The father of “soul tap” or “rhythm tap,” John W. Bubbles (born John William Sublett) (1902-1986) defined the tap dance traditions of dropping heels on offbeats and using toe taps to accent rhythms as well as extending rhythms beyond eight counts. As a child, he sang but switched to dance when his voice changed after puberty. He would later meet his performance partner “Buck” (Ford L. Washington) in a bowling alley.

Buck and Bubbles were first invited to perform when they were working as ushers in a Louisville theater. Buck played piano and sang while Bubbles danced. At the time, Black people were not able to enter many hotels, trains, or theaters, so the duo would disguise themselves to hide their identities from their audiences. Despite these limitations on their careers, they would go on to perform with the Ziegfeld Follies of 1931 and become the first Black artists to perform in Radio City Music Hall.

Bubbles is known for his talent as an improv dancer and for incorporating jazz styles into tap. A vaudeville star, he would also perform in several movies and live performances with other well-known dancers over the course of his career.

  • “John Sublett Bubbles [biography]”
  • John W. Bubbles: Tap & Jazz Legend
  • “John Bubbles, the Dancer, is Dead at 84”

8Josephine Baker

Rudolf Suroch, 1950. Wikimedia Commons.

Josephine Baker (1906-1975) became an international star performing in the United States and Europe. She also worked as an activist and even a World War II spy. Raised by parents who were also entertainers, Baker was on stage from a young age. Life wasn’t easy for her though. When she was young, she would dance on the street for money when she couldn’t find work. This busking would later lead her to join an African American theater troupe at the age of 15.

From there, she became a vaudeville star and made her mark in the Harlem Renaissance before eventually moving to Paris where she was famous for her short skirts, modern dancing, and African themes. Baker performed on stage and in movies during her time in Europe, but she did eventually return to the United States where she fought racial discrimination by refusing to perform for segregated audiences and speaking at the 1963 March on Washington for Jobs and Freedom.
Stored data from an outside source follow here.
PR #845, opened 2020-07-04
xspec table models: add out-of-bound check to avoid segfault

hamogu:
This PR superceeds #743. See there for discussion.

Once the CI passes here, I will transfer the meta-information from #743 (requested reviewers, milestone etc.) to this PR and close #743.

## Summary
Passing an parameter that is out of bounds to an XSPEC table model can segfault the Sherpa session. This was originally discovered with parameters linked to other models, but can happen in other ways, too. This PR adds an explicit out-of-bounds check.


DougBurke:
@hamogu - can you add information to the initial entry in this PR to explain what it does (it makes generating the changelog a lot easier)?

PR #759, opened 2020-03-16
revert PR #444 (caching)

dtnguyen2:
# Summary

Revert the ARF cache added in #444, as well as some of the related code changes, as they caused problems (e.g. #746)

# Note 

This PR reverts part of PR #444

PR #847, opened 2020-07-06
Cache code: make the parameter optional and fix some missing cases

DougBurke:
The cache argument to startup has been made optional, to try and
avoid issues like #728, #733, #759

All startup methods have now been adjusted to take the cache
argument (which should also fix the issue).

The default is to not cache the results (as a safety precaution).

### DIFF
--- a/sherpa/astro/instrument.py
+++ b/sherpa/astro/instrument.py
@@ -148,7 +148,7 @@ class RMFModel(CompositeModel, ArithmeticModel):
         # Used to rebin against finer or coarser energy grids
         self.rmfargs = ()
 
-    def startup(self, cache):
+    def startup(self, cache=False):
         self.model.startup(cache)
         CompositeModel.startup(self, cache)
 
@@ -197,7 +197,7 @@ class ARFModel(CompositeModel, ArithmeticModel):
         # Used to rebin against finer or coarser energy grids
         self.arfargs = ()
 
-    def startup(self, cache):
+    def startup(self, cache=False):
         self.model.startup(cache)
         CompositeModel.startup(self, cache)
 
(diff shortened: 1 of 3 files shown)


DougBurke:
I am doing some R&D on the cache code and noticed that even after recent fixes we still haven't caught all cases of passing the cache to the startup method. To fix this

a) I've made the argument optional (defaulting to False) so this isn't a problem anymore
b) I've made sure we pass the argument to all cases of startup (in these modules anyway) which should catch all cases we have so far

dtnguyen2:
In re-reading @DougBurke intention for this PR, if his intention

> The default is to not cache the results (as a safety precaution).

is not to use caching as the default, then this PR as it is written (never mind about my approval earlier, oops!) does not do that because ```_use_caching``` is initialized to ```True```, see code below.  Setting the default cache arg to ```False``` in the ```startup``` method will only set the cache of the relevant function to false if the calling function does not call with the optional ```cache``` argument, I know it is confusing  but will try to clarify if necessary :(

```
(sherpa) [dtn@devel12 sherpa]$ grep use_caching sherpa/models/model.py
        use_caching = cls._use_caching
        if use_caching:
        if use_caching:
        self._use_caching = True  # FIXME: reduce number of variables?
        if '_use_caching' not in state:
            self.__dict__['_use_caching'] = True
        self._use_caching = cache
                self._use_caching = cache
        self._use_caching = False
```

DougBurke:
I have mentioned in our previous review of the cache code that I don't understand the fall-through logic of the fit cache argument, the startup cache argument, and the various arguments: _use_caching and cache (e.g. there's one part that has int(cache)>0. It would be great if we could clean this up a bit!

PR #848, opened 2020-07-07
Use TRAVIS_NUMCORES for Travis jobs (number of npus)

DougBurke:
It looks like the information I found is no-longer valid, since Travis seems to think we only have 2 cores, so there's no need for the following (which I ended up not getting quite right anyway).

# Details

It is possible that out multi-processing code on Travis is picking
the wrong number of CPUS: the Python multiprocessing module reads
the number from a value which is not guaranteed to be correct on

Remembered for her talents as a performer and her work to bring equality and social justice to Black people around the world, the NAACP named May 20 Josephine Baker Day in her honor.

  • “The Josephine Baker Biography: Story Of A Dancer”
  • Josephine Baker

9Misty Copeland

Misty Copeland is well known as the first African American female principal dancer with the American Ballet Theatre, and her work to encourage Black children to feel beautiful and talented and chase their dreams has inspired millions. Misty Copeland’s journey started when she started taking ballet at 13. She studied at the San Francisco Ballet School and American Ballet Theatre’s Summer Intensive.

At just 18 years old, Copeland joined ABT’s corps de ballet, and six years later, she was promoted to a company soloist–the second African American female soloist in ABT’s history (Anne Benna Sims was the first). In 2015, she was promoted to principal dancer, the first African American woman to be promoted to the position since the company was formed 75 years earlier.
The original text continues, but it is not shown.